PR #4762, opened 2020-09-09
[Samples] Update restaurant sample to read more naturally for a11y

paulcam206:
## Related Issue
Fixes VSO 23712499

## Description
The use of symbols rather than text leads to a suboptimal story for accessibility. Here we move to a more text-based model for the restaurant sample cards.

## How Verified
* Local build & narrator

###### Microsoft Reviewers: [Open in CodeFlow](http://wpcp.azurewebsites.net/CodeFlowProtocolProxy2.php?pullrequest=https://github.com/microsoft/AdaptiveCards/pull/4762)

### DIFF
--- a/samples/Templates/Scenarios/Restaurant.data.json
+++ b/samples/Templates/Scenarios/Restaurant.data.json
@@ -25,5 +25,5 @@
 		"description": "Great concept and a wide selection of beers both on tap and bottled! Smaller wine selection than I wanted, but the variety of beers certainly made up for that. Although I didn't order anything, my boyfriend got a beer and he loved it. Their prices are fair too. \n\nThe concept is really awesome. It's a bar/store that you can bring outside food into. The place was pretty packed tonight. I wish we had stayed for more than one drink. I would have loved to sample everything!",
 		"author": "Blaire S."
 	}],
-	"priceRange": "$$"
+	"priceRange": "moderately priced"
 }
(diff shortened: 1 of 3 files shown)


samples/Templates/Scenarios/Restaurant.data.json
```diff
@@ -25,5 +25,5 @@
 		"description": "Great concept and a wide selection of beers both on tap and bottled! Smaller wine selection than I wanted, but the variety of beers certainly made up for that. Although I didn't order anything, my boyfriend got a beer and he loved it. Their prices are fair too. \n\nThe concept is really awesome. It's a bar/store that you can bring outside food into. The place was pretty packed tonight. I wish we had stayed for more than one drink. I would have loved to sample everything!",
 		"author": "Blaire S."
 	}],
-	"priceRange": "$$"
-}
\ No newline at end of file
+	"priceRange": "mid-priced"
```
almedina-ms, line 28: I wonder how they make google maps accessible, I've seen the $ or $$$ model work before

samples/v1.0/Scenarios/Restaurant.json
```diff
@@ -23,13 +23,13 @@
 						},
 						{
 							"type": "TextBlock",
-							"text": "4.5 ★★★★★ (176) · $$",
+							"text": "4.5 stars (176 reviews) · mid-priced",
```
almedina-ms, line 26: It would be nice to investigate if we can extend the extensibility to be able to deal with this kind of scenarios
https://stackoverflow.com/questions/55966205/star-rating-component-what-are-the-correct-accessibility-and-semantics-to-be-u

almedina-ms (approved):

samples/Templates/Scenarios/Restaurant.data.json
golddove: Well, we would need to add some mechanism for authors to specify alternative text.

Could potentially be solved if/when we figure out tooltips on all elements? Not sure.

RebeccaAnne: Yeah, i agree. We should probably have something tracking figuring out alt-text on Text elements for this kind of scenario. 

---
In reply to: [485986018](https://github.com/microsoft/AdaptiveCards/pull/4762#discussion_r485986018) [](ancestors = 485986018)

RebeccaAnne (approved):
:shipit:

samples/Templates/Scenarios/Restaurant.data.json
paulcam206: filed #4764 to track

Your task ->
Reproduce the full listing exactly.

Written answer ->
PR #4762, opened 2020-09-09
[Samples] Update restaurant sample to read more naturally for a11y

paulcam206:
## Related Issue
Fixes VSO 23712499

## Description
The use of symbols rather than text leads to a suboptimal story for accessibility. Here we move to a more text-based model for the restaurant sample cards.

## How Verified
* Local build & narrator

###### Microsoft Reviewers: [Open in CodeFlow](http://wpcp.azurewebsites.net/CodeFlowProtocolProxy2.php?pullrequest=https://github.com/microsoft/AdaptiveCards/pull/4762)

### DIFF
--- a/samples/Templates/Scenarios/Restaurant.data.json
+++ b/samples/Templates/Scenarios/Restaurant.data.json
@@ -25,5 +25,5 @@
 		"description": "Great concept and a wide selection of beers both on tap and bottled! Smaller wine selection than I wanted, but the variety of beers certainly made up for that. Although I didn't order anything, my boyfriend got a beer and he loved it. Their prices are fair too. \n\nThe concept is really awesome. It's a bar/store that you can bring outside food into. The place was pretty packed tonight. I wish we had stayed for more than one drink. I would have loved to sample everything!",
 		"author": "Blaire S."
 	}],
-	"priceRange": "$$"
+	"priceRange": "moderately priced"
 }
(diff shortened: 1 of 3 files shown)


samples/Templates/Scenarios/Restaurant.data.json
```diff
@@ -25,5 +25,5 @@
 		"description": "Great concept and a wide selection of beers both on tap and bottled! Smaller wine selection than I wanted, but the variety of beers certainly made up for that. Although I didn't order anything, my boyfriend got a beer and he loved it. Their prices are fair too. \n\nThe concept is really awesome. It's a bar/store that you can bring outside food into. The place was pretty packed tonight. I wish we had stayed for more than one drink. I would have loved to sample everything!",
 		"author": "Blaire S."
 	}],
-	"priceRange": "$$"
-}
\ No newline at end of file
+	"priceRange": "mid-priced"
```
almedina-ms, line 28: I wonder how they make google maps accessible, I've seen the $ or $$$ model work before

samples/v1.0/Scenarios/Restaurant.json
```diff
@@ -23,13 +23,13 @@
 						},
 						{
 							"type": "TextBlock",
-							"text": "4.5 ★★★★★ (176) · $$",
+							"text": "4.5 stars (176 reviews) · mid-priced",
```
almedina-ms, line 26: It would be nice to investigate if we can extend the extensibility to be able to deal with this kind of scenarios
https://stackoverflow.com/questions/55966205/star-rating-component-what-are-the-correct-accessibility-and-semantics-to-be-u

almedina-ms (approved):

samples/Templates/Scenarios/Restaurant.data.json
golddove: Well, we would need to add some mechanism for authors to specify alternative text.

Could potentially be solved if/when we figure out tooltips on all elements? Not sure.

RebeccaAnne: Yeah, i agree. We should probably have something tracking figuring out alt-text on Text elements for this kind of scenario. 

---
In reply to: [485986018](https://github.com/microsoft/AdaptiveCards/pull/4762#discussion_r485986018) [](ancestors = 485986018)

RebeccaAnne (approved):
:shipit:

samples/Templates/Scenarios/Restaurant.data.json
paulcam206: filed #4764 to track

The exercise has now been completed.